▶ _YOUR GOAL_:
Identify all lines in the listing that include the word "better", and copy them out.

▶ _GIVEN RECORDS_:
PR #349, opened 2025-04-30
Test flake: TestRapidDeepEqual

EronWright:
A fix for test flakiness, which seems to be happening quite regularly, e.g:
- https://github.com/pulumi/pulumi-go-provider/actions/runs/14743562356/job/41386941559?pr=344

```
           Failed test output:
        putil_test.go:44: [rapid] draw distinct: []resource.PropertyValue{resource.PropertyValue{V:resource.Output{Element:resource.PropertyValue{V:resource.Computed{Element:resource.PropertyValue{V:interface {}(nil)}}}, Known:true, Secret:false, Dependencies:[]urn.URN{"̇𜼿", "#\ufeff#{~ᾏʱA ", "*A\u00a0̆'ᾘa"}}}, resource.PropertyValue{V:resource.Computed{Element:resource.PropertyValue{V:interface {}(nil)}}}}
        putil_test.go:45: 
            	Error Trace:	/home/runner/work/pulumi-go-provider/pulumi-go-provider/internal/putil/putil_test.go:45
            	            				/home/runner/go/pkg/mod/pgregory.net/rapid@v1.1.0/engine.go:368
            	            				/home/runner/go/pkg/mod/pgregory.net/rapid@v1.1.0/engine.go:232
            	            				/home/runner/go/pkg/mod/pgregory.net/rapid@v1.1.0/engine.go:138
            	Error:      	Should be false
            	Test:       	TestRapidDeepEqual/distinct-values
```

The problem seems to be that the property value generator produces values that putil would consider equal yet have a distinct key, and so rapid expects the values to be distinct.  The values are considered equal because of _folding_, which simplifies values such as outputs nested within outputs and secrets nested within outputs.

The clear solution is to apply folding when generating the key of a given value.  Note that folding isn't applied to the value under test, it is simply done to generate a distinct key.  The `foldOutputValue` method comes from putil's internals.

An alternative would be to change the generator to not produce "foldable" (un-normalized) values, but it seemed simpler to simply improve the fidelity of the keyfunc.

### DIFF
--- a/internal/putil/putil_test.go
+++ b/internal/putil/putil_test.go
@@ -37,8 +37,8 @@ func TestRapidDeepEqual(t *testing.T) {
 	t.Run("distinct-values", rapid.MakeCheck(func(t *rapid.T) { //nolint:paralleltest
 		// keyFn is how [rapid] determines that values are distinct.
 		//
-		// We do this by calling [fmt.Stringer.String] on the normalized form of v.
-		keyFn := func(v r.PropertyValue) string { return normalize(v).String() }
+		// We do this by calling [fmt.Stringer.String] on the folded form of v.
+		keyFn := func(v r.PropertyValue) string { return foldOutputValue(v).String() }
 		values := rapid.SliceOfNDistinct(
 			rresource.PropertyValue(5), 2, 2, keyFn,
 		).Draw(t, "distinct")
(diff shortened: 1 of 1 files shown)


iwahbe (approved):
It feels bad to include this logic into test code (since its part of what the function is testing), but I'm OK here since (1) flaky tests are super annoying and (2) `putil.DeepEquals` is stable and (3) this will all go away when `infer` switches to using `propert.Value` internally.

PR #352, opened 2025-04-30
Rename Olds/News -> State/Inputs

blampe:
Olds/News is a Pulumi naming convention that isn't immediately obvious to newcomers.

We're already using State/Inputs terminology, which is much more obvious. Let's rename these for consistency.

Edit: We could also go the other way and rename State/Inputs to → Olds/News if we want to keep things as close as possible to the protocol.

### DIFF
--- a/provider.go
+++ b/provider.go
@@ -63,8 +63,8 @@ type GetSchemaResponse struct {
 
 type CheckRequest struct {
 	Urn        presource.URN
-	Olds       property.Map
-	News       property.Map
+	State      property.Map
+	Inputs     property.Map
 	RandomSeed []byte
 }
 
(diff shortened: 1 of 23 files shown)


iwahbe (commented):
If we're going to do this, we should do it for `Provider`, not just within `infer`.

EronWright (approved):

iwahbe (approved):
CC @thoward

provider.go
```diff
@@ -262,8 +261,8 @@ type ReadResponse struct {
 type UpdateRequest struct {
 	ID            string        // the ID of the resource to update.
 	Urn           presource.URN // the Pulumi URN for this resource.
-	Olds          property.Map  // the old values of provider inputs for the resource to update.
-	News          property.Map  // the new values of provider inputs for the resource to update.
+	State         property.Map  // the old values of provider inputs for the resource to update.
```
EronWright, line 264: "old state"

EronWright (approved):

EronWright:
Consider renaming `Preview` to `DryRun`.

PR #355, opened 2025-05-01
Remove resourcex

### LINKED ISSUE #353: Move `resourcex` to its own repo
## Hello!

## Issue details

`resourcex` contains experimental `resource.PropertyValue` utilities. `pulumi-go-provider` is a poor home for it, since `pulumi-go-provider` no longer exposes `resource.PropertyValue`. As part of v1.0.0, we should take the opportunity to clean up here.

We can move it to it's own repo, or we can fold it into a more appropriate home.

blampe:
I don't see any consumers of resourcex which are also themselves go-providers:

https://github.com/search?q=%22github.com%2Fpulumi%2Fpulumi-go-provider%2Fresourcex%22&type=code

Those consumers can continue to use resourcex from the existing v0.26.0 release.

If there's a need we can revive this and put it somewhere else. 

Fixes #353


iwahbe (approved):
🔥🔥🔥

provider.go
```diff
@@ -787,15 +786,11 @@ func (p *provider) Call(ctx context.Context, req *rpc.CallRequest) (*rpc.CallRes
...
-			}
-			for _, dep := range v.OutputValue().Dependencies {
-				urns = append(urns, string(dep))
-			}
-		})
+		deps := v.Dependencies()
+		urns := make([]string, 0, len(deps))
+		for _, u := range v.Dependencies() {
+			urns = append(urns, string(u))
+		}
```
EronWright, line 793: (squinting)
did the deps become shallow?

PR #356, opened 2025-05-01
Error on Asset types

### LINKED ISSUE #243: Error on provider authors when they use pulumi's Asset type

blampe:
Revives https://github.com/pulumi/pulumi-go-provider/pull/328

Fixes #243


infer/schema.go
```diff
@@ -126,13 +126,25 @@ func getResourceSchema[R, I, O any](isComponent bool) (schema.ResourceSpec, mult
...
+	// We will returrn an error if resource.Asset or resource.Archive is used directly for an input.
+	// pulumi/pulumi-go-provider#243
+	if propType == inputType && t == reflect.TypeOf(resource.Asset{}) {
+		return schema.TypeSpec{},
+			fmt.Errorf("resource.Asset is not a valid input type, please use types.AssetOrArchive instead")
+	}
+	if propType == inputType && t == reflect.TypeOf(resource.Archive{}) {
+		return schema.TypeSpec{},
+			fmt.Errorf("resource.Archive is not a valid input type, please use types.AssetOrArchive instead")
+	}
```
iwahbe, line 144: AFAIK archives are correctly enforced, and are thus valid input types.

Under Pulumi's current type system, an asset is an archive but an archive is not an asset.

iwahbe (approved):

PR #363, opened 2025-05-06
Write pulumi-go-provider repo’s integration README

EronWright:
Closes https://github.com/pulumi/home/issues/3960

PR #364, opened 2025-05-06
Split up BuildAndRun

blampe:
It's very common (especially in testing) to construct a provider and then pass it around before acting on it.

https://github.com/pulumi/pulumi-docker-build/blob/30a01b689388605b53cf10594ad593c9f270cf15/provider/internal/provider.go#L68

https://github.com/pulumi/pulumi-provider-boilerplate/blob/5c43e6c38e62b35b3352dc535f6e83c6cf4ab32f/provider/provider.go#L28

This means `BuildAndRun` is too restrictive, so this PR breaks out `Build` into a standalone method which returns an error if validation fails.

`Run` is added to go-provider's `Provider` struct to spare the user the unintuitive `provider.Main` call. Name and Version make this a little kludgy because we don't currently track those on the `Provider` itself.

### DIFF
--- a/infer/provider_builder.go
+++ b/infer/provider_builder.go
@@ -38,29 +38,30 @@ type ProviderBuilder struct {
 //
 // This is an example of how to create a simple provider with a single component resource:
 //
-//		type RandomComponent struct {
-//			pulumi.ResourceState
-//			RandomComponentArgs
-//		 	Password        pulumi.StringOutput `pulumi:"password"`
-//		}
+//	type RandomComponent struct {
+//	    pulumi.ResourceState
+//	    RandomComponentArgs
 //
-//		type RandomComponentArgs struct {
-//			Length pulumi.IntInput `pulumi:"length"`
-//		}
+//	    Password pulumi.StringOutput `pulumi:"password"`
+//	}
 //
-//		func NewMyComponent(ctx *pulumi.Context, name string,
-//				compArgs RandomComponentArgs, opts ...pulumi.ResourceOption) (*RandomComponent, error) {
-//			// Define your component constructor logic here.
-//		}
+//	type RandomComponentArgs struct {
+//	    Length pulumi.IntInput `pulumi:"length"`
+//	}
 //
-//		func main() {
-//			p, _ := infer.NewProviderBuilder().
-//				WithComponents(
-//					infer.Component(NewMyComponent),
-//				).
-//				Build()
-//	        p.Run(context.Background(), "go-components", "v0.0.1")
-//		}
+//	func NewMyComponent(ctx *pulumi.Context, name string,
+//	    compArgs RandomComponentArgs, opts ...pulumi.ResourceOption) (*RandomComponent, error) {
+//	    // Define your component constructor logic here.
+//	}
+//
+//	func main() {
+//	    p, _ := infer.NewProviderBuilder().
+//	        WithComponents(
+//	            infer.Component(NewMyComponent),
+//	        ).
+//	        Build()
+//	    p.Run(context.Background(), "go-components", "v0.0.1")
+//	}
 //
 // Please note that the initial defaults provided by this function may change with future releases of
 // this framework. Currently, we are setting the following defaults:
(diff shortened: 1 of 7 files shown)


infer/provider_builder_test.go
```diff
@@ -330,27 +335,32 @@ func TestValidate(t *testing.T) {
...
 	}(errChan)
 
-	select {
-	case err := <-errChan:
-		require.NoError(t, err, "provider startup should not fail")
-	case <-time.After(5 * time.Second):
-		return // The provider started successfully, so we can return.
-	}
+	err = <-errChan
+	assert.NoError(t, err, "provider startup should not fail")
```
blampe, line 365: This is using https://github.com/pulumi/pulumi/pull/19445.

The assertion is stronger because we're now guaranteed the provider executed and return a nil error.

infer/provider_builder_test.go
```diff
@@ -330,27 +335,21 @@ func TestValidate(t *testing.T) {
...
+		WithVersion("1.0.0").
+		Build()
+	require.NoError(t, err)
+
+	ctx, cancel := context.WithTimeout(context.Background(), 100*time.Millisecond)
+	defer cancel()
+
+	err = p.Run(ctx)
+
+	assert.NoError(t, err, "provider startup should not fail")
```
blampe, line 354: This is using https://github.com/pulumi/pulumi/pull/19445.

The assertion is stronger because we're now guaranteed the provider executed and returned a nil error.

provider.go
```diff
@@ -373,6 +373,9 @@ type Provider struct {
 
 	// Components Resources
 	Construct func(context.Context, ConstructRequest) (ConstructResponse, error)
+
+	Name    string
+	Version string
```
iwahbe, line 378: This change needs a bit more thought in my opinion. We can think about that in a separate PR by changing the signature of `(Provider).Run` to `func(ctx context.Context, name, version string) error` for now.

iwahbe (commented):
I'm supportive of the change described in the PR description. This PR does a lot more then that though. Can we cut this PR back to splitting up BuildAndRun?

provider.go
blampe: That's fine I guess, I just really want to avoid a final API that looks like this:

```go
p, _ := builder.WithName(name).WithVersion(version).Build()
p.Run(ctx, name, version)
```

An alternative would be to drop `WithName` and `WithVersion` but I probably prefer to keep them.

AFAICT name is only used in pu/pu for tracing, and go-provider is adding them to the context's RuntimeInfo.

EronWright:
```go
// RunProviderF runs a provider with the given name and version.
func RunProviderF(name, version string, providerF func(*pprovider.HostClient) (Provider, error)) error {
	return pprovider.Main(name, func(host *pprovider.HostClient) (rpc.ResourceProviderServer, error) {
		provider, err := providerF(host)
		if err != nil {
			return nil, err
		}
		return newProvider(name, version, provider.WithDefaults())(host)
	})
}
```

And a pure `Build()`:
https://github.com/pulumi/pulumi-go-provider/pull/363/commits/39d6bf6c733d57f99ed59dbdcae2bb1c0eb4dea6

EronWright:
To make this complete for integration testing, we would need to change the signature of NewServer, e.g 
```
type ProviderF func(*pprovider.HostClient) Provider

func NewServerWithOptions(ctx context.Context, pkg string, version semver.Version, providerF ProviderF,
	opts ...ServerOption,
) Server {
        ...
	host := newHost(ctx, o.mocks)
        provider := providerF(host)
	return &server{p.RunInfo{
		PackageName: pkg,
		Version:     version.String(),
	}, host, provider.WithDefaults(), ctx}
}
```

infer/provider_builder.go
```diff
@@ -40,30 +38,29 @@ type ProviderBuilder struct {
...
-//			).
-//			BuildAndRun()
-//	}
+//		func main() {
+//			p, _ := infer.NewProviderBuilder().
+//				WithComponents(
+//					infer.Component(NewMyComponent),
+//				).
+//				Build()
+//	        p.Run(context.Background(), "go-components", "v0.0.1")
```
EronWright, line 62: The formatting seems wrong here.

EronWright (approved):
Great stuff!

Issue #4112, opened 2023-05-03
Text 3.7.2: Files mixed or emptied


jakobroehrl:
Since NC16 I have some problems with the textfiles. 
I have mainly 2 differnt textfiles that a my users view and some of them edit it. 
I noticed several times that both files are mixed, so the complete contents of both files are stored in both files. 
Or both files are completly empty after a user edited it. 
Till now I cant reproduce it, but I think it's a bug, we work since a long time with this textfiles without this problems.

max-nextcloud:
Hi @jakobroehrl 

We changed the collaboration backend in Nextcloud 26 in order to allow for more people to work on the same file at the same time.

We also noticed some empty files after that and isolated and fixed a problem with the sync mechanism. One fix has been released with 26.0.1. However it seems like the fix did not cover for all cases. We're logging the saving of empty files with a warning from the next release on to be able to better investigate this.

However i have not heard about an issue of mixing the content of two files. That really seems odd. Is there anything special about these files:
* are the Readme.md files?
* are they stored on a external storage?
* are they inside a groupfolder?

Anything that connects these two files?

juliushaertl:
Also can you clarify since when this issue shows? "Since NC16 I have some problems with the textfiles." this sounds like it is an issue for along time already but "we work since a long time with this textfiles without this problems" sounds different.

juliushaertl:
Hi @jakobroehrl With #4100 we found that mobile apps might have been one of the reasons for this happening a potential fix is pushed to #4124. Can you tell if your users used the Android/iOS apps for editing and if that might be related?

jakobroehrl:
Hi Max und Julius,

> are the Readme.md files?

no

> are they stored on a external storage?

no

> are they inside a groupfolder?

no

> Anything that connects these two files?

I think no :)

> Since NC16 I have some problems with the textfiles.

I meant NC26, sorry 

> Can you tell if your users used the Android/iOS apps for editing and if that might be related?

yes, we use a lot the mobile Clients, both Android and iOS.

rurseekatze:
Hello,

since I upgraded my Nextcloud to 26 a few days ago, I also observed the problem of mixed text files described by @jakobroehrl. In my case there were 4 different files mixed together.

[...]

Issue #4100, opened 2023-05-01
user position indicators triggers different bugs (what's that feature correctly called?)


kolAflash:
The new _"user position indicator"_ feature triggers different bugs.

<details>
<summary>screenshot</summary>

![Screenshot_20230501-222621_Nextcloud](https://user-images.githubusercontent.com/3355089/235526420-7c7984cb-9470-42a7-aaa0-8d97140c8523.png)
</details>

&nbsp;

### Questions, Problems and Bugs

Questions:
- What's the correct name for that feature!? (I just call it _"User position indicator"_ because I don't know any other name for it)
- Can the feature be disabled?
  - It's a nice feature. But for me it's not worth the problems and bugs it causes.
- The indicators seem to go away 30 seconds after opening a document. Can that time span be changed?

&nbsp;

Bugs:
- Sometimes all text following an indicator is deleted. This seems to happen when editing text at the position of the indicator. (couldn't determine the exact circumstances until now) 
- In the browser (Firefox) empty lines containing an indicator can't be clicked.
- Same user is listed multiple times, although he's just logged in from one client. (counted up to five)

&nbsp;

Problems:
- When an user position indicator overlaps text, the text can't be read.
- Sometimes the same indicator seems to be multiple times at the same position. Clicking the first indicator in the screenshot (see above) on Android makes my keyboards auto completion show `kolAflashkolAflashkolAflashkolAflashkolAflash`. (5 times)

&nbsp;

&nbsp;

### Tested platforms

- PC (Firefox-112.0.2)
- Android-10 (Nextcloud App 3.24.2)
- Android-13 (Nextcloud App 3.24.2) 

Server:
Nextcloud: 26.0.1
Text App: 3.7.2
OS: Debian-12 (Apache-2.4.57, php-fpm-8.2.4, mariadb-10.11.2)

juliushaertl:
Thanks for reporting, for the first issue it would be quite helpful to have more detailed steps, maybe also a short screen recording to see when this happens.

> Same user is listed multiple times, although he's just logged in from one client. (counted up to five)

This has been addressed with https://github.com/nextcloud/text/pull/4053 already and will be fixed in the next maintenance release.

kolAflash:
@juliushaertl  
Sure. Here are some, showing a wide range of problems.  
Including the bug which deletes all text following the cursor.

[...]

PR #4124, opened 2023-05-05
fix: pass file id for direct editing and fail y.js provider setup if none was passed

juliushaertl:
### 📝 Summary

When setting up the WebsocketProvider we still used to create them even if no file id was passed. This is actually the case for direct editing trough android/iOS and would mean that if some browser states in the webview is still present it could mix up documents.

This is basically a follow up to https://github.com/nextcloud/text/commit/b2186da8610a2762f4b155d1452402eac3423cdd

* Possibly fixes https://github.com/nextcloud/text/issues/4112
* Possibly fixes parts of https://github.com/nextcloud/text/issues/4100

### 🏁 Checklist


juliushaertl:
Note that the error behaviour is currently quite bad as when this happens the Editor.vue is just empty, will see if we can improve that as well.

src/services/SyncServiceProvider.js
```diff
@@ -33,6 +33,9 @@ import { logger } from '../helpers/logger.js'
  * @param {object} options.initialSession - initialSession to start from
  */
 export default function createSyncServiceProvider({ ydoc, syncService, fileId, initialSession }) {
+	if (!fileId) {
```
mejo-, line 36: Maybe a short comment would be helpful here for future reference?

mejo- (commented):
Just a minor comment.

And to be honest I don't fully understand the situation. So directediting sessions didn't pass a `fileId` before the change to `DirectEditing.vue` from this PR, which lead to `WebsocketProvider` instances with similar identifiers, which in turn could result in content from leftover sessions getting mixed into the new session. Is this roughly the scenario that this PR aims to fix?

mejo-:
/backport 23a46cd582cca8224d0fa6beca60b9e9c76f80c5 to stable26

max-nextcloud:
Great catch @juliushaertl and thanks for the quick review and backport @mejo- ! :heart:

PR #4178, opened 2023-05-12
Use the color-primary-element* variables

szaimen:
Explanation: the color-primary variables are not to be used in components because the introduce problems with high-contrast primary colors. Fix this by using the primary-element variables instead.


mejo- (approved):

juliushaertl:
Let's keep this for 27 for now as I'm not fully sure we backported all recent adaptions of the css variables to those branches.

juliushaertl (approved):

Issue #3907, opened 2023-03-07
Edit icons not updated properly


datenangebot:
Steps to reproduce :

- Open web app
- Edit a text file
- Write a text
- Click on "Bold" or "Italic" or "Underline" button
- Obtained Results : The buttons are not highlighted until we write something after clicking on them

Browser used

- Chrome Windows
- Firefox Windows

PR #4211, opened 2023-05-19
fix(menubar): show selection status correctly

Hephi2:
Buttons in the menubar like bold, italic, underline and strikethrough are show now if they are selected or not right after the selection.

### 📝 Summary

* Resolves: #3907

Before the fix the is-active status of the icon buttons for bold, italic, underline and strikethrough did not change after selecting. Now the status is updated after the click to show if the modifiers are active even before starting to write with those.


juliushaertl:
Nice, change looks good. I think this is also a good case to cover with a simple cypress test that asserts that the button has the active state class. 

@max-nextcloud Maybe you can look into that together with @Hephi2 next week and guide him a bit on the first steps with cypress :)

cypress/e2e/workspace.spec.js
```diff
@@ -84,17 +84,19 @@ describe('Workspace', function() {
...
 
-	it('formats text', function() {
+	it('formats text', function() {		
 		cy.visit(`apps/files?dir=/${encodeURIComponent(currentFolder)}`)
-		cy.openWorkspace().type('Format me')
-		cy.getContent().type('{selectall}')
-		;[
+		cy.openWorkspace()
+
+		;const buttons = [
```
max-nextcloud, line 91: The extra `;` at the beginning of the line was here because the line started with an array:
```js
cy.getContent().type('{selectall}')
;[
```
Without a `;` Javascript  would interpret the `[` as an index into an array (as in  `cy.getContent().type('{selectall}')[1]`)

Now that you are using a variable (much better) there's no more need for the semicolon.

cypress/e2e/workspace.spec.js
```diff
@@ -323,3 +325,21 @@ function testButton(button, tag, content) {
...
+ * @param {string} button Name of the button to click.
+ * @param {string} tag Html tag expected to be toggled.
+ * @param {string} content Content expected in the element.
+ */
+function testButtonUnselected(button, tag) {
+	cy.getMenuEntry(button).click().should('have.class', 'is-active')
+	cy.getContent().type('Format me{selectall}')
+		.find(`${tag}`)
+		.should('contain', 'Format me').type('{del}')
+	cy.getMenuEntry(button).click().should('have.class', 'is-active').click().should('not.have.class', 'is-active')
```
max-nextcloud, line 340: Cypress eslint extension is complaining about these lines because you are chaining off commands.
What does it mean by that:
```javascript
cy.getContent().type('Format me{selectall}').find(...)
```
`.type()` is a command. (So is `.click()`).

The problem is rooted in how cypress works. For queries like `find()` it will look for the element. If it does not exist yet it will retry until the element exists or it times out.
If the `find()` command is chained from the `type()` command there's no safe way for cypress to retry without calling the `type()` command multiple times.

So whenever you have a command that actually changes something you need to end the chain:
```suggestion
	cy.getContent().type('Format me{selectall}')
	cy.getContent().find(`${tag}`)
		.should('contain', 'Format me').type('{del}')
	cy.getMenuEntry(button).click()
	cy.getMenuEntry(button).should('have.class', 'is-active').click()
	cy.getMenuEntry(button).should('not.have.class', 'is-active')
```

This is only checked since a short time - so you will still find old documentation and even code that does not follow this rule.

max-nextcloud (commented):
All in all looks great. Thanks a lot for looking into this. I added a few comments to the eslint complaints. Hope that makes it easier to understand and fix them.

When in doubt please ask in the talk channel.

Hephi2:
Thanks for the detailed feedback!

max-nextcloud (approved):
Looks really good. Thanks for diving into this!

:test_tube: Bonus points for tests included  :100: :wink:

max-nextcloud:
Failing cypress test is known to fail from time to time.

blizzz:
if that's a bugfix that has to go to 27, it needs backporting for we are behind branch-off-

PR #4237, opened 2023-06-02
[wip] feat: welcome typescript and cypress in docker

skjnldsv:
Ongoing effort, some adjustments might be needed :wink: 

Please take over Text team! :rocket:


max-nextcloud:
Thanks a lot for looking into this @skjnldsv !

cypress.config.ts
```diff
@@ -0,0 +1,82 @@
...
+			})
+
+			// Remove container after run
+			on('after:run', () => {
+				stopNextcloud()
+			})
+
+			// Before the browser launches
+			// starting Nextcloud testing container
+			return startNextcloud(process.env.BRANCH)
```
juliushaertl, line 68: Would be nice to have an option to still run this towards a local instance for easier debugging. And the currently used docker image doesn't come with arm architecture support.

cypress/dockerNode.ts
```diff
@@ -0,0 +1,242 @@
...
+	console.log('\nConfiguring nextcloud...')
+	const container = docker.getContainer(CONTAINER_NAME)
+	await runExec(container, ['php', 'occ', '--version'], true)
+
+	// Be consistent for screenshots
+	await runExec(container, ['php', 'occ', 'config:system:set', 'default_language', '--value', 'en'], true)
+	await runExec(container, ['php', 'occ', 'config:system:set', 'force_language', '--value', 'en'], true)
+	await runExec(container, ['php', 'occ', 'config:system:set', 'default_locale', '--value', 'en_US'], true)
+	await runExec(container, ['php', 'occ', 'config:system:set', 'force_locale', '--value', 'en_US'], true)
+	await runExec(container, ['php', 'occ', 'config:system:set', 'enforce_theme', '--value', 'light'], true)
```
juliushaertl, line 141: Ideally also have `"memcache.local"=>"\OC\Memcache\APCu","hashing_default_password"=>true` for faster runs

cypress.config.ts
skjnldsv: Do we support arm officially?

juliushaertl: Depends on what you mean with supporting, at least community has high demand with single board computers.

Also this would block developers on apple arm chips from running the tests in a reasonable time.

juliushaertl: At least providing a way to just pass CYPRESS_baseUrl as an environment variable and then not setup docker would be nice, but I can look into that part :)

skjnldsv: Well, I'm guessing the current behaviour also breaks on windows. 
I think it's an interesting topic, but I don't think it's worth spending more time on it. :see_no_evil:

juliushaertl: Yes, Hephi2 had problems running the server tests on windows as well with WSL+Docker. Let's go for the manual URL approach then as a fallback/workaround which should be easy to add

juliushaertl:
Closing this for now as redoing is likely easier then resolving conflicts.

▶ _YOUR SOLUTION_:
We also noticed some empty files after that and isolated and fixed a problem with the sync mechanism. One fix has been released with 26.0.1. However it seems like the fix did not cover for all cases. We're logging the saving of empty files with a warning from the next release on to be able to better investigate this.
Now that you are using a variable (much better) there's no more need for the semicolon.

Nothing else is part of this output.